PR #488, opened 2026-04-06
feat: Support for VR type "UV" 

PolarsBear:
In accordance with the (not so) new DICOM metadata standards, since 2019a, as stated in PS3.5, section 6.2 (see [here](https://dicom.nema.org/medical/dicom/2019a/output/chtml/part05/sect_6.2.html#para_570df2d2-ab6d-4bfa-b6cb-cad800e4596c)), the VR type "UV", or "Unsigned 64 bit Very Long" describes, as one would expect, a 64 bit unsigned integer.

To comply with these standards and avoid interpreting these values as VR type "UN" (Unknown), I offer this contribution.

I attempted to keep things as close to the standard you've set as I could, but, in case of any insatisfaction, I am more than capable of reworking the code herein suggested.

The tests leave quite a bit to be desired. I must admit testing is not my greatest strong suit. Basic testing is in place for reading and writing, but more in-depth tests with real DICOM datasets would be welcome.

I couldn't find any documentation as to how I should write the Pull Request, so I hope this is acceptable

(Also, my first Pull Request, so I ask you to forgive me if something here isn't up to standard)

### DIFF
--- a/src/ValueRepresentation.js
+++ b/src/ValueRepresentation.js
@@ -66,7 +66,7 @@ function toWindows(inputArray, size) {
 let DicomMessage, Tag, DicomMetaDictionary;
 
 var binaryVRs = ["FL", "FD", "SL", "SS", "UL", "US", "AT"],
-    length32VRs = ["OB", "OW", "OF", "SQ", "UC", "UR", "UT", "UN", "OD"],
+    length32VRs = ["OB", "OW", "OF", "SQ", "UC", "UR", "UT", "UN", "OD", "UV"],
     singleVRs = ["SQ", "OF", "OW", "OB", "UN"];
 
 class ValueRepresentation {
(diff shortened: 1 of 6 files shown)


pieper (approved):
This seems reasonable to me, thanks for the contribution 👍 

I'd like another set of eyes though, so maybe @wayfarer3130 can take a look.

src/ValueRepresentation.js
```diff
@@ -1359,6 +1359,29 @@ class UnsignedLong extends ValueRepresentation {
...
+    constructor() {
+        super("UV");
+        this.maxLength = 8;
+        this.padByte = PADDING_NULL;
+        this.fixed = true;
+        this.defaultValue = 0;
+    }
+
+    readBytes(stream) {
+        return stream.readBigUint64();
```
wayfarer3130, line 1372: This code is incorrect on two counts - it doesn't allow repeated UV values, and it isn't returning an array.  Just pushing a change now to fix that.

wayfarer3130: Actually, the binary vrs will re-run the read/write multiple times, so I've just added UV to the binary VRs list.

wayfarer3130 (approved):
Fixed the issue with the encoding type and added some equivalency tests.

Issue #478, opened 2026-03-02
AsyncDicomReader().read({ untilTag: TAG, includeUntilTag: false }) is broken


Iman974:
Hello again dear devs,

I encountered 2 problems with `AsyncDicomReader().read()`.

### 1. AsyncDicomReader().read() crashes with includeUntilTag=true

[This piece of code](https://github.com/dcmjs-org/dcmjs/blob/master/docs/AsyncDicomReader-skill.md#reading-until-specific-tag) in the AsyncDicomReader Skill Guide crashes. After reading `AsyncDicomReader().readFile()`, I figured out that it is because you forgot to mention we need to use `listener.startObject()` before calling `read()`, and not call `listener.pop()` again after getting the result:
```javascript
async function readUntilTag(arrayBuffer, targetTag) {
  const reader = new AsyncDicomReader();
  reader.stream.setData(arrayBuffer);
  
  await reader.readPreamble();
  await reader.readMeta();
  
  const listener = new DicomMetadataListener();
  listener.startObject({}) // => This was missing and causes an error when calling the first pop()

  const result = await reader.read(listener, {
    untilTag: targetTag,
    includeUntilTagValue: false
  });
  
  return result; // Now don't call listener.pop() again or it will throw an error
}
```
Here is the error with the initial piece of code:
```javascript
Uncaught (in promise) TypeError: can't access property "pop", this.current is null
    _basePop DicomMetadataListener.js:270
    _callee5$ AsyncDicomReader.js:301
    tryCatch dcmjs.es.js:584
    makeInvokeMethod dcmjs.es.js:672
    defineIteratorMethods dcmjs.es.js:613
    asyncGeneratorStep dcmjs.es.js:868
    _next dcmjs.es.js:887
    promise callback*asyncGeneratorStep dcmjs.es.js:877
    _next dcmjs.es.js:887
    // ...
    // This goes on many times
    // ...
    promise callback*asyncGeneratorStep dcmjs.es.js:877
    _next dcmjs.es.js:887
DicomMetadataListener.js:270:21
```

So I would suggest either adding this to the documentation, or if we actually always want a listener to have a non-null start object, then perhaps modifying `DicomMetadataListener`'s constructor to always create a start object would be ideal, although this may require removing some calls to `listener.startObject({})` in a few places of `AsyncDicomReader`.

[...]

PR #490, opened 2026-04-13
fix: avoid reading data once untilTag is encountered

LubosD:
In the async reader, when readTagHeader() returns {untilTag: true}, the loop doesn't break - it falls through to listener.addTag / readPixelData with a garbage length, corrupting stream.offset (that I intend to use to handle given tag contents on my own).

May be related to #478

@pieper 🙏

### DIFF
--- a/src/AsyncDicomReader.js
+++ b/src/AsyncDicomReader.js
@@ -267,6 +267,16 @@ export class AsyncDicomReader {
             // current tag can be cleared.
             stream.consume();
             const tagInfo = this.readTagHeader(options);
+
+            // Stop when the requested tag boundary is reached.  readTagHeader()
+            // has already consumed the 4-byte tag but nothing beyond it, so
+            // stream.offset now points at the first byte after the tag (i.e.
+            // the VR field for explicit-LE).  Callers that need the start
+            // offset of the tag itself should subtract 4 from stream.offset.
+            if (tagInfo.isUntilTag) {
+                break;
+            }
+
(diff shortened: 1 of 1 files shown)


pieper (approved):
This sounds right to me.  Can you weigh in @wayfarer3130 ?

LubosD:
Hey @wayfarer3130 & @pieper , can we merge this? :-) It's a really simple fix after all.

src/AsyncDicomReader.js
```diff
@@ -267,6 +267,16 @@ export class AsyncDicomReader {
             // current tag can be cleared.
             stream.consume();
             const tagInfo = this.readTagHeader(options);
+
+            // Stop when the requested tag boundary is reached.  readTagHeader()
+            // has already consumed the 4-byte tag but nothing beyond it, so
+            // stream.offset now points at the first byte after the tag (i.e.
+            // the VR field for explicit-LE).  Callers that need the start
+            // offset of the tag itself should subtract 4 from stream.offset.
+            if (tagInfo.untilTag) {
```
wayfarer3130: I ended up having to re-read the code - could you rename the tagInfo version of untilTag to isUntilTag so it is clear that this is a boolean indicating it is the is until flag, not the value.  Then I will approve and merge it.

LubosD: Done.

wayfarer3130 (approved):

PR #492, opened 2026-04-23
fix(DicomMessage): parse UN-encoded sequences using Implicit VR LE per PS3.5 §6.2.2

jimOnAir:
## Problem

When a DICOM file encodes a sequence element with `VR=UN` and a **defined length** (valid per DICOM PS3.5 §6.2.2), dcmjs fails to parse it correctly.

### Root cause

DICOM PS3.5 §6.2.2 requires that when a sequence is stored with `VR=UN` and a defined length, its items **must** be parsed using **Implicit VR Little Endian**, regardless of the file's overall transfer syntax.

dcmjs did not implement this rule. It attempted to read the item bytes as Explicit VR, encountered `28 00` as the VR string (the character `(` + NUL), emitted `Invalid vr type ( - using UN`, and stored the value as `[{}]`.

### Consequence

On write-back, the corrupt `[{}]` payload caused a ~843 MB length field to be emitted for the element (e.g. files containing `UDISequence (0018,100A)`), inflating an 788 KB file to 843 MB.

## Fix

In `DicomMessage._readTag()`:

1. Record the **wire VR** (`wireVrType`) immediately after `stream.readVR()`, before any dictionary override changes `vrType`.
2. After reading the element length, if `wireVrType === "UN"` and the payload starts with `FE FF` (the little-endian group bytes of the DICOM item-start tag `0xFFFEE000`), promote the element to `SQ` and switch the recursive read to `IMPLICIT_LITTLE_ENDIAN`.

The `wireVrType` approach correctly handles both:
- **Unknown tags** — where `vr.type` stays `"UN"`
- **Known tags** like `UDISequence (0018,100A)` — where the existing dictionary-override already promotes `vrType` to `"SQ"` before our check runs

## Test

Adds a regression test that constructs a hand-crafted Explicit VR Little Endian buffer encoding `UDISequence (0018,100A)` as `VR=UN` with a defined length, containing one Implicit VR item with `UniqueDeviceIdentifier (0018,1009)`. Verifies:
- The element is promoted to `SQ`
- The inner item is a non-empty array (not `[{}]`)
- The UDI string value is correctly recovered

### DIFF
--- a/src/DicomMessage.js
+++ b/src/DicomMessage.js
@@ -294,7 +294,8 @@ export class DicomMessage {
 
         var length = null,
             vr = null,
-            vrType;
+            vrType,
+            wireVrType = null; // VR as literally encoded in the stream (explicit mode)
 
         if (implicit) {
             length = stream.readUint32();
@@ -318,6 +319,7 @@ export class DicomMessage {
             vr = ValueRepresentation.createByTypeString(vrType);
         } else {
             vrType = stream.readVR();
+            wireVrType = vrType; // remember literal stream VR before any override
 
             if (
                 vrType === "UN" &&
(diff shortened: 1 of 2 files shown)


pieper:
Thanks for the nice PR, thanks.  I was totally unaware of this particular scenario.

I assume this arose in practice with a real datafile?  I'm guessing you can't share it, but maybe you can describe the equipment / vendor that it came from?

jimOnAir:
Hi.
Yes. Main issue was on saving dataset. File size was increased from 700KB to 800MB because of UDISequence was parsed as Array with empty object and then written to file zero padded 843,197,226 bytes value.

Here is data from the image:

```
(0008,0070) | LO | Manufacturer | TERARECON
(0008,1090) | LO | ManufacturerModelName | AQNET
```

jimOnAir:
@wayfarer3130 When you have time, could you please review this PR?

wayfarer3130 (commented):
I have some additional tests on this, plus the fix for the AsyncDicomReader side of things.  Could you give me write access as a maintainer to push to your PR so that I can incorporate the other changes?  Then I can go ahead and approve it after pushing the additional fixes.

wayfarer3130:
I added some additional changes in https://github.com/dcmjs-org/dcmjs/pull/496 to fix it more broadly and have a bit mroe comprehensive tests.

PR #493, opened 2026-04-25
fix: fix charset handling in async reader

LubosD:
As I am switching dicom-curate to use the async parser of dcmjs, I was troubleshooting the fact that processed files suddenly had different checksums. I narrowed it down to this discrepancy:

```
-(0008,0005) CS [ISO_IR 192]                             #  10, 1 SpecificCharacterSet
+(0008,0005) CS [ISO_IR 100]                             #  10, 1 SpecificCharacterSet
```

The dcmjs sync parser always outputs ISO_IR 192 (as it re-encodes strings to UTF-8). The async parser also converts strings to UTF-8, but forgets to override the related tag. This PR resolves the difference.

### DIFF
--- a/src/AsyncDicomReader.js
+++ b/src/AsyncDicomReader.js
@@ -748,6 +748,13 @@ export class AsyncDicomReader {
                     throw Error(`Unsupported character set: ${coding}`);
                 }
             }
+            // Normalize to UTF-8 in the stored value, matching the synchronous
+            // DicomMessage path which always rewrites SpecificCharacterSet to
+            // ISO_IR 192 after decoding (dcmjs always re-encodes output as UTF-8).
+            //
+            // TODO: the original charset value should also be preserved:
+            // it is needed for bulk data decoding.
+            values = ["ISO_IR 192"];
         }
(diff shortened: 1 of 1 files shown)


src/AsyncDicomReader.js
```diff
@@ -748,6 +748,10 @@ export class AsyncDicomReader {
                     throw Error(`Unsupported character set: ${coding}`);
                 }
             }
+            // Normalize to UTF-8 in the stored value, matching the synchronous
+            // DicomMessage path which always rewrites SpecificCharacterSet to
+            // ISO_IR 192 after decoding (dcmjs always re-encodes output as UTF-8).
+            values = ["ISO_IR 192"];
```
wayfarer3130, line 757: We need to keep the original value as well - it is required to have in order to be able to decode bulkdata.   Lets proceed with this for now, but add a comment about it needing to preserve the raw value too.

LubosD: TODO added

wayfarer3130 (approved):

PR #494, opened 2026-05-01
fix(sr): avoid injecting options into Template ContentSequences

### LINKED ISSUE #434: TrackingIdentifier constructor calls super(options) and injects raw options into the ContentSequence

igoroctaviano:
## Summary

Fixes SR template classes that incorrectly called `super(options)` where `Template` extends `Array` via `ContentSequence`. Passing a plain options object into `Array` added a non-DICOM element (the raw `{ … }` object) as the first sequence item, which broke downstream validation and produced invalid content sequences.

Closes https://github.com/dcmjs-org/dcmjs/issues/434  
Addresses review feedback on https://github.com/dcmjs-org/dcmjs/pull/435#issuecomment (extend fix to all affected `Template` subclasses).

## Changes

- **`TrackingIdentifier`**: Call `super()` so the sequence contains only the intended `TEXT` (optional) and `UIDREF` items—no injected options object.
- **Same fix for four other `Template` subclasses** that used `super(options)`:
  - `NormalRangeProperties`
  - `SubjectContextDevice`
  - `MeasurementsDerivedFromMultipleROIMeasurements`
  - `TimePointContext`
- **Tests**: Add `test/TrackingIdentifier.test.js` to lock in correct length and value types for `TrackingIdentifier`.

## Why this is safe

The removed first element was never valid DICOM content; callers that spread these instances (`push(...instance)`) now receive only proper content items. Internal repo usage does not rely on the buggy extra element.

## Checklist

- [x] Build passes (`npm run build`)
- [x] Tests pass (`npm test`)

### DIFF
--- a/src/sr/templates.js
+++ b/src/sr/templates.js
@@ -319,7 +319,7 @@ class MeasurementStatisticalProperties extends Template {
 
 class NormalRangeProperties extends Template {
     constructor(options) {
-        super(options);
+        super();
         if (options.values === undefined) {
             throw new Error(
                 "Option 'values' is required for NormalRangeProperties."
@@ -796,7 +796,7 @@ class SubjectContextSpecimen extends Template {
 
 class SubjectContextDevice extends Template {
     constructor(options) {
-        super(options);
+        super();
         if (options.name === undefined) {
             throw new Error(
                 "Option 'name' is required for SubjectContextDevice."
@@ -1164,7 +1164,7 @@ class VolumetricROIMeasurementsAndQualitativeEvaluations extends _ROIMeasurement
 
 class MeasurementsDerivedFromMultipleROIMeasurements extends Template {
     constructor(options) {
-        super(options);
+        super();
         if (options.derivation === undefined) {
             throw new Error(
                 "Option 'derivation' is required for " +
@@ -1433,7 +1433,7 @@ class MeasurementReport extends Template {
 
 class TimePointContext extends Template {
     constructor(options) {
-        super(options);
+        super();
         if (options.timePoint === undefined) {
             throw new Error(
                 "Option 'timePoint' is required for TimePointContext."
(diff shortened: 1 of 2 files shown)


wayfarer3130 (approved):
Thanks for picking this up.

PR #496, opened 2026-05-13
fix/bill un sq implicit vr ps35622

wayfarer3130:
This is a copy of the code from https://github.com/dcmjs-org/dcmjs/pull/492 with some additional changes

### DIFF
--- a/package.json
+++ b/package.json
@@ -46,7 +46,7 @@
     "devDependencies": {
         "@babel/core": "^7.17.8",
         "@babel/plugin-transform-runtime": "^7.22.5",
-        "@babel/preset-env": "^7.16.11",
+        "@babel/preset-env": "7.29.5",
         "@babel/register": "^7.13.0",
         "@rollup/plugin-babel": "^6.0.4",
         "@rollup/plugin-commonjs": "^25.0.7",
--- a/src/AsyncDicomReader.js
+++ b/src/AsyncDicomReader.js
@@ -267,6 +267,16 @@ export class AsyncDicomReader {
             // current tag can be cleared.
             stream.consume();
             const tagInfo = this.readTagHeader(options);
+
+            // Stop when the requested tag boundary is reached.  readTagHeader()
+            // has already consumed the 4-byte tag but nothing beyond it, so
+            // stream.offset now points at the first byte after the tag (i.e.
+            // the VR field for explicit-LE).  Callers that need the start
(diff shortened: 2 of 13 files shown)


jimOnAir:
Hello. 
Discussed it with Copilot. Here are his findings:

---

### 1. The byte-peek guard (`FE FF`) is not required by the standard

Both `DicomMessage.js` and `AsyncDicomReader.js` gate the UN→SQ promotion on:

```js
stream.peekUint8(0) === 0xfe && stream.peekUint8(1) === 0xff
```

PS3.5 §6.2.2 does not require a content sniff. The rule is:

> *"…if the Value Representation is UN and Value Length is not FFFFFFFF… the Value shall be read using Implicit VR Little Endian…"*

The peek creates two problems:
- A legitimate `UN` binary blob whose first bytes happen to be `FE FF` will be silently mis-promoted to `SQ`.
- A compliant PS3.5 §6.2.2 sequence that does not start with `FE FF` (e.g. after any kind of stream offset issue, or a future edge case) will be silently skipped.

The conformant check is just:
```js
wireVrType === "UN" && length !== UNDEFINED_LENGTH && length !== 0
```

---

### 2. `length > 0` excludes valid empty sequences

An empty `UN`-encoded sequence (length = 0) is valid per the standard and should be promoted to `SQ` with an empty items array. The current `length > 0` guard leaves it decoded as `UN`, which would corrupt a round-trip (read as `UN []`, written back as `UN`).

---

### 3. Minor: explicit `!implicit` guard asymmetry

`AsyncDicomReader.js` correctly adds `!implicit` as an explicit condition. In `DicomMessage.js` the block is structurally inside the `else` (explicit) branch so it's functionally guarded, but adding `!implicit` explicitly would make the intent defensive and symmetrical across both parsers.

---

### 4. Test gap — unknown tag path

The fixture uses `(0018,100A)` which is in the dictionary as `SQ`, so the dictionary-override path runs first. It would be good to add a test using a private/unknown tag (e.g. `(0009,0010)`) encoded as `UN` with a defined length and a valid item payload, to confirm the fix also works for tags with no dictionary entry.

---

Overall the structure is solid — the `wireVrType` tracking and async propagation are exactly right. The main ask is dropping the content sniff and letting the standard's length-based rule drive the promotion.

igor-nanox:
Any chance of this to be released? It would be extremely helpful. Thanks in advance!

**Work to complete**
Lines containing the word "TODO" must all be returned from the material above.

**Exercise response**
+            // TODO: the original charset value should also be preserved:
LubosD: TODO added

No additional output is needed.